Antisymmetric Relation

Written by

Malcolm McKinsey

January 11, 2023

Fact-checked by

Paul Mazzola

Antisymmetric relation definition

Antisymmetric relation is a concept of set theory that builds upon both symmetric and asymmetric relation in discrete math. At its simplest level (a way to get your feet wet), you can think of an antisymmetric relation of a set as one with no ordered pair and its reverse in the relation.

How to prove a relation is antisymmetric

In antisymmetric relations, you are saying that a thing in one set is related to a different thing in another set, and that different thing is related back to the thing in the first set: a is related to b by some function and b is related to a by the same function.

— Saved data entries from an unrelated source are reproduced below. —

PR #1930, opened 2019-01-02
add new conf example file to run laravel scheduler in php-worker

lanphan:
php-worker: new example conf to start Laravel Scheduler in php-worker. This configuration is verified and run well on our system.

How it run?
+ Using Supervisord to start process forever
+ In this process, start a new background process to run schedule:run every minute. This background process will be reaped by supervisord after done.

### DIFF
--- a/DOCUMENTATION/content/documentation/index.md
+++ b/DOCUMENTATION/content/documentation/index.md
@@ -532,30 +532,37 @@ phpunit
 <a name="Run-Laravel-Queue-Worker"></a>
 ## Run Laravel Queue Worker
 
-1 - First add `php-worker` container. It will be similar as like PHP-FPM Container.
-<br>
-a) open the `docker-compose.yml` file
-<br>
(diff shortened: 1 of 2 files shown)


Surt:
Why is the scheduler runned as a supervisor process? Why not in cron? I mean, is there any preference here? must I use this instead of cron for any reason?

lanphan:
Workspace is just a place to run command composer, artisan, npm ... and you can completely stop it on production. With this in mind, I chose worker container as a place to keep all back ground jobs (cron, worker).

Surt:
> Workspace is just a place to run command composer, artisan, npm ... and you can completely stop it on production. With this in mind, I chose worker container as a place to keep all back ground jobs (cron, worker).

yes, thats right, on production what I did was moving the cronjobs with schedule to the worker crond (wich I added to the dockerfile)

but after all I prefer your solution of using supervisor since I can specify the user running the scheduler without the hassle of user permissions etc for cron on alpine.  

Thanks!

PR #2046, opened 2019-03-16
update adminer to support SQL Server

lanphan:
Update adminer to suport SQL Server:
1. Use mssql volume, don't use data volume
2. Use latest version of pdo_sqlsrv
3. Already checked and worked well with mssql container

- [ x I enjoyed my time contributing and making developer's life easier :)

### DIFF
--- a/docker-compose.yml
+++ b/docker-compose.yml
@@ -359,7 +359,7 @@ services:
         - SA_PASSWORD=${MSSQL_PASSWORD}
         - ACCEPT_EULA=Y
       volumes:
-        - ${DATA_PATH_HOST}/mssql:/var/opt/mssql
+        - mssql:/var/opt/mssql
       ports:
         - "${MSSQL_PORT}:1433"
       networks:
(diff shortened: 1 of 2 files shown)


docker-compose.yml
```diff
@@ -359,7 +359,7 @@ services:
         - SA_PASSWORD=${MSSQL_PASSWORD}
         - ACCEPT_EULA=Y
       volumes:
-        - ${DATA_PATH_HOST}/mssql:/var/opt/mssql
+        - mssql:/var/opt/mssql
       ports:
```
bestlong: please revert this part.
all DB container best use the same way,

docker-compose.yml
```diff
@@ -359,7 +359,7 @@ services:
         - SA_PASSWORD=${MSSQL_PASSWORD}
         - ACCEPT_EULA=Y
       volumes:
-        - ${DATA_PATH_HOST}/mssql:/var/opt/mssql
```
bestlong: Please revert this part.
all DB container best use the same way,

lanphan: @bestlong using ${DATA_PATH_HOST}, it cannot run if running on Mac. Should we have some comment and example here to let them know?

PR #2123, opened 2019-05-09
Cannot load Xdebug - it was already loaded

manierim:
xdebug.so is probably already activated in `20-xdebug.ini` so there's no need to override the phpunit alias

also `/var/www/vendor/bin/phpunit` instead of `./vendor/bin/phpunit` breaks phpunit, pu, puf and pud when vendor folder is not in root app directory


vicenteherrera:
+1 to this.
phpunit as an alias for /var/www/vendor/bin/phpunit also makes impossible to make path look for it unless you unalias it.

Issue #2169, opened 2019-06-10
PHP Warning: PHP Startup: Unable to load dynamic library 'tideways.so'


vicenteherrera:
### Info:
- Docker version (`$ docker --version`): Docker version 18.09.2, build 6247962
- Laradock commit (`$ git rev-parse HEAD`): 63fc1fde44cc00aacb89511a441cb83685e8010c
- System info (Mac, PC, Linux): Mac & PC/Windows
- System info disto/version: macOS 10.14 Mojave & Windows 10

### Issue:
Each PHP execution returns a warning about missing tideways.so extension (used for XHPROF), when INSTALL_XHPROF=false in .env:
`PHP Warning:  PHP Startup: Unable to load dynamic library 'tideways.so'`

_____

### Expected behavior:
No warning message
_____

### Reproduce:
```
$ cd laradock
$ ./php-fpm/xdebug status
PHP Warning:  PHP Startup: Unable to load dynamic library 'tideways.so' (tried: /usr/local/lib/php/extensions/no-debug-non-zts-20170718/tideways.so (/usr/local/lib/php/extensions/no-debug-non-zts-20170718/tideways.so: cannot open shared object file: No such file or directory), /usr/local/lib/php/extensions/no-debug-non-zts-20170718/tideways.so.so (/usr/local/lib/php/extensions/no-debug-non-zts-20170718/tideways.so.so: cannot open shared object file: No such file or directory)) in Unknown on line 0
PHP 7.2.15 (cli) (built: Feb 21 2019 23:48:47) ( NTS )
Copyright (c) 1997-2018 The PHP Group
Zend Engine v3.2.0, Copyright (c) 1998-2018 Zend Technologies
    with Zend OPcache v7.2.15, Copyright (c) 1999-2018, by Zend Technologies
```
_____

### Relevant Code:

```
// Shows on any php code execution
```

vicenteherrera:
For a more permanent solution, see pull request #2170 that edits laradock/php-fpm/Dockerfile.

A workaround way to fix it is to execute:
```
cd laradock
docker-compose exec php-fpm sed -i "s/extension=tideways.so/;extension=tideways.so/" /usr/local/etc/php/conf.d/xhprof.ini
```

But if you rebuild the php-fpm image, you will have to run that again.

forecho:
#2141

JexPY:
Core Warning: PHP Startup: Unable to load dynamic library 'tideways.so' Still getting error after update.

PR #2170, opened 2019-06-10
Fixed warning about tideways.so not loaded if INSTALL_XHRPOF=false in .env

vicenteherrera:
A fix to #2169 :

Each PHP execution returns a warning about missing tideways.so extension (used for XHPROF), when INSTALL_XHPROF=false in .env:
`PHP Warning: PHP Startup: Unable to load dynamic library 'tideways.so'`

You can check this just using:
```
$ cd laradock
$ ./php-fpm/xdebug status
```
(There is no documentation about INSTALL_XHRPOF setting, so no update to docs provided)

### DIFF
--- a/php-fpm/Dockerfile
+++ b/php-fpm/Dockerfile
@@ -278,9 +278,10 @@ RUN if [ ${INSTALL_XHPROF} = true ]; then \
     ) \
     && rm -r xhprof \
     && rm /tmp/xhprof.tar.gz \
+    && COPY ./xhprof.ini /usr/local/etc/php/conf.d \
 ;fi
 
-COPY ./xhprof.ini /usr/local/etc/php/conf.d
+
 
 ###########################################################################
 # AMQP:


vicenteherrera:
Checked "Updated the documentation" to represent that no documentation exists, so it can't be updated.

hackel:
Did you even bother testing this?  You're mixing Dockerfile COPY with a shell command.  Instead, I would leave the COPY line as-is, but remove the `extension=` lines from xhprof.ini.  Then add `echo extension=tideways.so > /usr/local/etc/php/conf.d/php-ext-tideways.ini` inside the if statement.

vicenteherrera:
> Did you even bother testing this? You're mixing Dockerfile COPY with a shell command. Instead, I would leave the COPY line as-is, but remove the `extension=` lines from xhprof.ini. Then add `echo extension=tideways.so > /usr/local/etc/php/conf.d/php-ext-tideways.ini` inside the if statement.

I did test it, and use it daily. My only change was moving one line of code from the outside of the IF, to the inside of it, anything else is as I found it. Any further improvements you make will be welcomed ;-)

php-fpm/Dockerfile
```diff
@@ -278,9 +278,10 @@ RUN if [ ${INSTALL_XHPROF} = true ]; then \
     ) \
     && rm -r xhprof \
     && rm /tmp/xhprof.tar.gz \
+    && COPY ./xhprof.ini /usr/local/etc/php/conf.d \
```
ahaurat: I believe @hackel  is correct and the correct solution would be to leave the `COPY` statement outside the `if` and change this line to the following:
```
&& echo extension=tideways.so > /usr/local/etc/php/conf.d/php-ext-tideways.ini \
```

You will also want to comment out (or remove) `extension=tideways.so` from `php-fpm/xhprof.ini`.

forecho:
#2141

millman2394:
Thanks for bringing up this issue. I was struggling with it using Craft CMS 3. 

I did what @ahaurat said and added `&& echo extension=tideways.so > /usr/local/etc/php/conf.d/php-ext-tideways.ini \` to the dockerfile and commented out the line in the .ini file

makowskid:
merged in different PR

PR #2179, opened 2019-06-20
Update to Elasticsearch 7.1.1

airguillaume:
Hi, 

I have updated Elasticsearch to the 7.1.1 version. I added in the docker-compose file two environnement variables that need to be there because of [breaking compatibilities](https://www.elastic.co/guide/en/elasticsearch/reference/7.0/breaking-changes-7.0.html#breaking_70_discovery_changes)

Hope this is useful for others.

Best regards,
Guillaume R.

### DIFF
--- a/docker-compose.yml
+++ b/docker-compose.yml
@@ -664,7 +664,7 @@ services:
         - node.name=laradock-node
         - bootstrap.memory_lock=true
         - "ES_JAVA_OPTS=-Xms512m -Xmx512m"
-        - "cluster.initial_master_nodes=laradock-node"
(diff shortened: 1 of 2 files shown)


lionslair:
I need to keep the same version as AWS. They don't offer 7.x yet. 

Maybe a new env variable to configure it. You should also update kibana to match the same version

liuhe9:
kibana not work.
Kibana should be configured to run against an Elasticsearch node of the same version. This is the officially supported configuration.
or running  Kibana that is newer than the version of Elasticsearch

PR #2207, opened 2019-07-18
Add apt-get update before installing imagick

neomobil:
It's required to add apt-get update before installing imagick, otherwise the build process breaks.


shov:
I checked on master everything builds correctly, It should be cache, try `docker-compose build --no-cache php-fpm workspace` @neomobil

neomobil:
Hi!
Thanks. We have tried it a lot of times without success. That's why we
decided to execute apt-get update at the point where it breaks. Than it was
ok.

Alexandr Shevchenko <notifications@github.com> ezt írta (időpont: 2019.
júl. 19., P 10:48):

bestlong:
Hi @neomobil 
after `docker-compose build --no-cache php-fpm workspace`
you must `docker-compose down` (will remove all container)
and 'docker-compose up -d nginx` again to use new image.

PR #2247, opened 2019-08-22
Volumes are created on every docker start

StefanT123:

#### I think that this PR resolves the issue of the volumes that are created on every start, and the user can end up with many unused volumes.

This is done by adding persistent volumes for docker-in-docker and graylog. Also I've added volume for mongo configdb.


StefanT123:
Hi @lanphan, I've noticed that on every docker run, more and more volumes are created, so after 10 runs, I've ended up with more than 50 volumes. 

I've made some research of why is this happening and I noticed that docker-in-docker and mongo are creating all these volumes on every run. 

So after reading their documentation I saw that mongo needs a volume for `/data/configdb`, and dind needs volume for `/var/lib/docker`.

Also, earlier I've added graylog in the laradock software, and I noticed that the volume is wrong, so that's also fixed in this PR.

lanphan:
@StefanT123 
Thanks for your explanation, it's clear now.

PR #2301, opened 2019-09-28
Fix image magic

nzulfigarov:
Fix image magic


bestlong:
you should use `docker-compose build --no-cache php-fpm`

Issue #1745, opened 2018-08-06
php-fpm container keep the same uid with workspace


yswtrue:
### Info:
- Docker version (`$ docker --version`): Docker version 18.06.0-ce, build 0ffa825
- Laradock commit (`$ git rev-parse HEAD`): 1b865dd153818643b2bbab685dd7a2155e2ae9fc
- System info (Mac, PC, Linux): Linux
- System info disto/version: CentOs 7

### Issue:

php-fpm container don't read the workspace uid env. so there are some permission problem.

### Expected behavior:

php-fpm container read workspace uid env or there is a new env varlible to modify the uid of php-fpm

### Reproduce:

_____

### Relevant Code:

```
// place a code sample here
```

PR #2305, opened 2019-09-30
Run php-fpm as different user (#1745)

wmono:
Allows php-fpm to run as a different uid/gid than the hard-coded 1000:33. This is helpful in allowing the application to write to `storage` when the host user's uid is different from www-data's uid inside the php-fpm container. Similar to 03ff791e for php-worker.


wmono:
Similar to #2204, but allows GID to be set, and allows sharing uid/gid with an existing user/group (-o).

PR #2330, opened 2019-10-16
Install supervisord in the workspace

amorZhu:


shov:
I know that supervisord is available in php-worker container, what is the reason to have it in the workspace?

The only way that can hold true is if the two things are equal.

Suppose your math club has a celebratory spaghetti-and-meatballs dinner for its 34 members and 2 advisers. Before you tuck in, your two club advisers tell you two facts:

1. The number of spaghetti-and-meatball dinners is divisible by the number of club members and advisers in the club

2. The number of club members and advisers is divisible by the number of spaghetti-and-meatball dinners

The information you heard fits neatly into set theory:

• The dinners, and members and advisers, are members of two sets, which could be called X

  and Y.

• Ordered pairs, identified universally as (a, b) where a is related to b by a given rule, can be established to encompass all members in the sets X and Y, as in (number of club members and advisers, number of dinners), or (number of dinners, number of club members and advisers).

• Ordered pairs can also be established within the sets X and Y from only some members of the sets, so your pal Kyle and a dinner are one ordered pair (Kyle, dinner); you and another dinner are a different ordered pair (You, dinner)

• A binary relation, R, is ordered pairs from the sets X and Y related by some rule, so all these ordered pairs are in R: (you, dinner); (Kyle, dinner); (number of club members and advisers, number of dinners); (number of dinners, number of club members advisers)

Rules of antisymmetric relation

Relations can follow just about any rule. Take the relation "is divisible by", which is a relation for ordered pairs in the set of integers. For relation, R, any ordered pair (a , b) can be found where a and b are whole numbers (integers) and a is divisible by b.

Looking at the math club adviser's two facts, we see that the first fact allows the ordered pair (number of dinners, number of club members and advisers) to be in R.

The second fact allows the ordered pair (number of club members and advisers, number of dinners) to be in R also.

Symmetric, asymmetric, and antisymmetric relations

Relations can be symmetric, asymmetric or antisymmetric. We are interested in the last type, but to understand it fully, you need to appreciate the first two types.

We use the graphic symbol ∈ to mean "an element of," as in "the letter A ∈ the set of English alphabet letters."

• Symmetric: Relation R of a set X is symmetric if $(b,a)\in R$ and $(a,b)\in R$; the relation R "is equal to" is a symmetric relation, as with 4 = 3 + 1 and 3 + 1 = 4, like a two-way street.

• Asymmetric: Relation R of a set X is asymmetric if $(a,b)\in R$ but $(b,a)\notin R$; the relation R "is less than" is an asymmetric relation, as with $8<12$ but $12\nless 8$.

• Antisymmetric: Relation R of a set X is antisymmetric if $(a,b)\in$ and $(b,a)\in R$, meaning $a=b$; but if $a\ne b$, then $(b,a)\notin R$, like a one-way street

Antisymmetric relation example

Return to our math club and their spaghetti-and-meatball dinners. For the number of dinners to be divisible by the number of club members with their two advisers AND the number of club members with their two advisers to be divisible by the number of dinners, those two numbers have to be equal.

Both ordered pairs are in relation R:

• (number of members and advisers, number of dinners)

• (number of dinners, number of members and advisers)

Since 34 members and 2 advisers are in the math club, the number of dinners is 36.

Before your club members can eat, the advisers ask your group to prove the antisymmetric relation.

How do you do it? You show that aa is, in fact, divisible by b, b is divisible by a, and therefore a = b:

• 36 member and advisers, 36 dinners: $\frac{36}{36}$

• 36 dinners, 36 members and advisers: $\frac{36}{36}$

• $36=36$

No other integers will satisfy this condition. You can generalize it, too:

Now, let's use these formulas and steps to prove the antisymmetric relation:

1. $b=am$

2. $am=(bn)m$

3. $(bn)m=b(nm)$

4. $\frac{(bn)m}{b}=\frac{b(nm)}{b}$

5. $1=nm$

6. $1=1+1$

With n now shown to be 1, replace n with 1 in the second equation:

1. $a=bn$

2. $a=b(1)$

3. $a=b$

There it is: the ordered pair (a , b) is antisymmetric.